##### RECORDS TO PROCESS

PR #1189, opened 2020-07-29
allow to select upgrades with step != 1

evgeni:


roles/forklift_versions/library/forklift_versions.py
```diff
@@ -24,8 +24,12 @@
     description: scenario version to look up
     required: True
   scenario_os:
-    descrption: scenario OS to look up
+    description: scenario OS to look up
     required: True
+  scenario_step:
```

##########
##### RECORDS TO PROCESS

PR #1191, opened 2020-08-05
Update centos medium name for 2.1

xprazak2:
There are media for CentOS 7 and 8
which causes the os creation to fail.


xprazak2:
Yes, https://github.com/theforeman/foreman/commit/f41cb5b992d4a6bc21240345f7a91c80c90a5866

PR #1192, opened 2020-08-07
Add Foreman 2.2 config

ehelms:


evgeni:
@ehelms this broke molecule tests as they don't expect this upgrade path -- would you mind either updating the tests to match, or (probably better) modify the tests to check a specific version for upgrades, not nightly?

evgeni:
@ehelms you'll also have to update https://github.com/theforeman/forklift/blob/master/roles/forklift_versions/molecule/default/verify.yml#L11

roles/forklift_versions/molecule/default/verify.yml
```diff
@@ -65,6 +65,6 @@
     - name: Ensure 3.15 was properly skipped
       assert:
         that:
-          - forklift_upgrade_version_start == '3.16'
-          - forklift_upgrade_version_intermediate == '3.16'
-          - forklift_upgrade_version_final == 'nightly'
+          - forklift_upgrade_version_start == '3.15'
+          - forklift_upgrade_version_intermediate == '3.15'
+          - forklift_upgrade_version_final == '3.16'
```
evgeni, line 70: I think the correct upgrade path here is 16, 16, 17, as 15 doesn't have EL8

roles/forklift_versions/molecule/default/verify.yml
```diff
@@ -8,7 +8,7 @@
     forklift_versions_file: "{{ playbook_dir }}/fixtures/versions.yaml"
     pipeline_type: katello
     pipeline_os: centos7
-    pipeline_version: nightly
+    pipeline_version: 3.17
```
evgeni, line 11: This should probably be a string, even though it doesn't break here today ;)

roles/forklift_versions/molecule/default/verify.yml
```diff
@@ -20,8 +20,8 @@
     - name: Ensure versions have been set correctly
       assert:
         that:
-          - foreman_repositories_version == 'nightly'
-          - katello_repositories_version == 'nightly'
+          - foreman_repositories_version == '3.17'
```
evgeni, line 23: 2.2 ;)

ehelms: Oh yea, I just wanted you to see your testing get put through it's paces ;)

##########
##### RECORDS TO PROCESS

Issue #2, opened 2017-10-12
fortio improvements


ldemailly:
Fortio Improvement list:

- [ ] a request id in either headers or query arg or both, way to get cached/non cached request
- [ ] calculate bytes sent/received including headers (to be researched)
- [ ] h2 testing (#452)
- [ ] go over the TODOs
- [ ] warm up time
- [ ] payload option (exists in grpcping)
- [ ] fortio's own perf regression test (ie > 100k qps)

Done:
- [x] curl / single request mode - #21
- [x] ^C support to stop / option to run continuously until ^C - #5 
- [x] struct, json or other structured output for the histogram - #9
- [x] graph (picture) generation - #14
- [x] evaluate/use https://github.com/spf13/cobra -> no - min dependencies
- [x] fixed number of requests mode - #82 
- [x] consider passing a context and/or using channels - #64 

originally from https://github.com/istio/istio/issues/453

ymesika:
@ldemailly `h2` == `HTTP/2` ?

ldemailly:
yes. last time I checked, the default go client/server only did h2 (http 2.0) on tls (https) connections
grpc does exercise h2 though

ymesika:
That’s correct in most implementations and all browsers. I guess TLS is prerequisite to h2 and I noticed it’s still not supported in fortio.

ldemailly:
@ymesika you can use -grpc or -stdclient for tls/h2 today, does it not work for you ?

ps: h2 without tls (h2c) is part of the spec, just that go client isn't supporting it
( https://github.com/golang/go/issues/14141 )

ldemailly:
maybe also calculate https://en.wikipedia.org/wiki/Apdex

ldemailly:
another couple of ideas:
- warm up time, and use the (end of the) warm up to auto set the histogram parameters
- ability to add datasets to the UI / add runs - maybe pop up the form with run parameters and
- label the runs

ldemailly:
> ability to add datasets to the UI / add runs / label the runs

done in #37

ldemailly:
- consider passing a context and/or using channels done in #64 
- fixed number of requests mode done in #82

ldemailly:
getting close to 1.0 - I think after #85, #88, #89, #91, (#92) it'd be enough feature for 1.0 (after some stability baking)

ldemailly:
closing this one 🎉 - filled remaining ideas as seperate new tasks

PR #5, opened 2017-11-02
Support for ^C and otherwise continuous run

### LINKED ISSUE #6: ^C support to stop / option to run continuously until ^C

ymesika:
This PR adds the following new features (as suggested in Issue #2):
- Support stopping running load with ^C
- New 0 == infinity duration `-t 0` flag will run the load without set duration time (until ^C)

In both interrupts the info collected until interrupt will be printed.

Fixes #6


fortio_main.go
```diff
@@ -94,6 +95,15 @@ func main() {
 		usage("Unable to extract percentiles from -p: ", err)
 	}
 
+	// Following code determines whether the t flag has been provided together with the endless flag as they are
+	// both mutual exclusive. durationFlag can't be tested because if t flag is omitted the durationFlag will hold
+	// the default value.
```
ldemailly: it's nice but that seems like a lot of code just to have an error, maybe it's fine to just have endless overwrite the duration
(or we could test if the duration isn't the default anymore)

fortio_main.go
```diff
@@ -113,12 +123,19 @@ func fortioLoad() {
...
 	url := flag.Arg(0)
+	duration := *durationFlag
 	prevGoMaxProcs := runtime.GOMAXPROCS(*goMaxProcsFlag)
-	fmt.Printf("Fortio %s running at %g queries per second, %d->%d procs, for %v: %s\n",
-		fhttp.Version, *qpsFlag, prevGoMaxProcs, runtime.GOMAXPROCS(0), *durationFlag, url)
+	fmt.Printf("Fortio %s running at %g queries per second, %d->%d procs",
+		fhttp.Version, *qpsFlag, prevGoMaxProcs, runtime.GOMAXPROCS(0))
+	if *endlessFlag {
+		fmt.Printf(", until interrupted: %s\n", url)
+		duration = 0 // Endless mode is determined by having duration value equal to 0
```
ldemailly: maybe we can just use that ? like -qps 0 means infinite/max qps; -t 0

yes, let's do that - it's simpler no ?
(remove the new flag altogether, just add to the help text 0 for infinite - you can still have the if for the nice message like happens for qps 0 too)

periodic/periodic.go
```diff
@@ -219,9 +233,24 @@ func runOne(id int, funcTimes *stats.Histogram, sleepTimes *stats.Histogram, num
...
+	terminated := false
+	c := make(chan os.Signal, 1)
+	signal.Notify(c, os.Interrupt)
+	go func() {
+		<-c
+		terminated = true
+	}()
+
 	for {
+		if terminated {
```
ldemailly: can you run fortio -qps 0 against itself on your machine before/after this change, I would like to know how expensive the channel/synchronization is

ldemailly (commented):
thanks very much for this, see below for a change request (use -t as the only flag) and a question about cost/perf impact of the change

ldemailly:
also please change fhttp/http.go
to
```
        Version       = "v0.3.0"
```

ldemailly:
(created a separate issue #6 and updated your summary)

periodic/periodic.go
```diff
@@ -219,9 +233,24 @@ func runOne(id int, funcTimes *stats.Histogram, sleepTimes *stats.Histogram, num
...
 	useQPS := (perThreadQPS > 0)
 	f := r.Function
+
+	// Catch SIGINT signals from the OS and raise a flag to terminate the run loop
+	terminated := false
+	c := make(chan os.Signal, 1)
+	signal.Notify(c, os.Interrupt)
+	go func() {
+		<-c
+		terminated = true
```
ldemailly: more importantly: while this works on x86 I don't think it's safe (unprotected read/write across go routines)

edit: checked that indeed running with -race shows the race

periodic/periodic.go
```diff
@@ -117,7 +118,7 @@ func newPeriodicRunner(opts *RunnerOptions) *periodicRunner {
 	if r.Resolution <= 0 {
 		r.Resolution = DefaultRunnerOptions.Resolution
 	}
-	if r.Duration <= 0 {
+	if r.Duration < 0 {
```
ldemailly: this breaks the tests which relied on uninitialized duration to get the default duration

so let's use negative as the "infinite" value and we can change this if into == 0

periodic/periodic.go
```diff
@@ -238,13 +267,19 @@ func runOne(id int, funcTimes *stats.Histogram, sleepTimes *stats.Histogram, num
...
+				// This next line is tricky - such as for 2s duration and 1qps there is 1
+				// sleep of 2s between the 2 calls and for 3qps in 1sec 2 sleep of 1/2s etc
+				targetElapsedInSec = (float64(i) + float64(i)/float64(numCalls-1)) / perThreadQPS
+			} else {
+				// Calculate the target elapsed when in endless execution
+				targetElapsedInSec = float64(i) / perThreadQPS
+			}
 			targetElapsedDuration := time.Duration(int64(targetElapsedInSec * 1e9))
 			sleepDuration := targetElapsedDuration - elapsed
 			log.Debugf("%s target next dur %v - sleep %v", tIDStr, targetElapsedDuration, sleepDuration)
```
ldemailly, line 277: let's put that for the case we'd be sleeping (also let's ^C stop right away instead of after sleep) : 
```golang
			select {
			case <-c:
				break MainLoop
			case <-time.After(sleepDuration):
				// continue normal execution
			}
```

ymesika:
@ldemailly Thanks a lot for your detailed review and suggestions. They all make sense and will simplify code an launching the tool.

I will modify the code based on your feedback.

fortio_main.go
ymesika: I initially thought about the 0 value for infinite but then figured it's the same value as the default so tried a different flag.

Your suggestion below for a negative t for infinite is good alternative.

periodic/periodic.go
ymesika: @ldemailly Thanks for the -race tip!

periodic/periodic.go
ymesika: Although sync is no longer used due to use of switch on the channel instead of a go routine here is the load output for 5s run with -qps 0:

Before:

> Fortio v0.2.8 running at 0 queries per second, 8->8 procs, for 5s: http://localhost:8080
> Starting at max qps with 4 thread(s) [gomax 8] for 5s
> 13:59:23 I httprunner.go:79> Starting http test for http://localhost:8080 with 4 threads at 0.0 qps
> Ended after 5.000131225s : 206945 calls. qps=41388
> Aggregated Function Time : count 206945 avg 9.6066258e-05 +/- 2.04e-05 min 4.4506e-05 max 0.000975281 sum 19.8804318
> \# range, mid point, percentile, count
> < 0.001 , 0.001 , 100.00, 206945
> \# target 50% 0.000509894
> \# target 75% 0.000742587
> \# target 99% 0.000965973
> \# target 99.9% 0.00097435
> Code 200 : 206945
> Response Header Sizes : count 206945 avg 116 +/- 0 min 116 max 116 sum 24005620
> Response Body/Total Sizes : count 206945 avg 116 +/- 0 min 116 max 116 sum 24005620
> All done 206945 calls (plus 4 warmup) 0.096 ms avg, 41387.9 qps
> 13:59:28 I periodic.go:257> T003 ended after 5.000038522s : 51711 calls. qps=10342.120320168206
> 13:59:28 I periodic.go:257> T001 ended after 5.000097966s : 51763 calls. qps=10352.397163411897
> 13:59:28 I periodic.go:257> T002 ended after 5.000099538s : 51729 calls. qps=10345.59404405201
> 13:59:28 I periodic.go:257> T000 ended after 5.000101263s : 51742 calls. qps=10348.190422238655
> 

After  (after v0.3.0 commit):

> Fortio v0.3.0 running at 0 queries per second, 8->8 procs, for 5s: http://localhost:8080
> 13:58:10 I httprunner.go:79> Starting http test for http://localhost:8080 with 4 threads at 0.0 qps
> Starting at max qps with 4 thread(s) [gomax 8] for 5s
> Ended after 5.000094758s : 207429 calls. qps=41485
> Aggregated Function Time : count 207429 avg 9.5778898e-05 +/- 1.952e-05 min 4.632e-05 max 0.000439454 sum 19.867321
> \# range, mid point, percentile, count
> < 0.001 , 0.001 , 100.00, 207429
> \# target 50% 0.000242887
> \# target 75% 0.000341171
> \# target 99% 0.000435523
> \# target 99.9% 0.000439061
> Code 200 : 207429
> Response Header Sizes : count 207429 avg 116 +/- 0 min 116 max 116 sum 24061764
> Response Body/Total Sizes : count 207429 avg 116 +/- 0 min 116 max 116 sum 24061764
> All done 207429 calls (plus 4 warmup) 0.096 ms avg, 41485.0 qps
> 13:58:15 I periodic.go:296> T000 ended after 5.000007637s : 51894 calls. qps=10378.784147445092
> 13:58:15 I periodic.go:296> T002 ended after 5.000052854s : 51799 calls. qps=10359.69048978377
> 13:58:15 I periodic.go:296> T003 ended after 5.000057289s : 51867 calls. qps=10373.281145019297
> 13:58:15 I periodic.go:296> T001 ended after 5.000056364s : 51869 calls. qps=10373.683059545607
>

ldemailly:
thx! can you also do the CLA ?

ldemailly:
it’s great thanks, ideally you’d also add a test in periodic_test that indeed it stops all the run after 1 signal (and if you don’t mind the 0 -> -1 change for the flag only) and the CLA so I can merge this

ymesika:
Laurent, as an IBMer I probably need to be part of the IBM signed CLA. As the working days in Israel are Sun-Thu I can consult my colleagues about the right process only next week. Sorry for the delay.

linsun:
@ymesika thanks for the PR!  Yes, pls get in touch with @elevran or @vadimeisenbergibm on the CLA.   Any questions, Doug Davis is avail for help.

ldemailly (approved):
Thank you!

##########

[WORK TO COMPLETE] Within the records above, count each line holding "been". Write down only the number.

[TASK OUTPUT] 2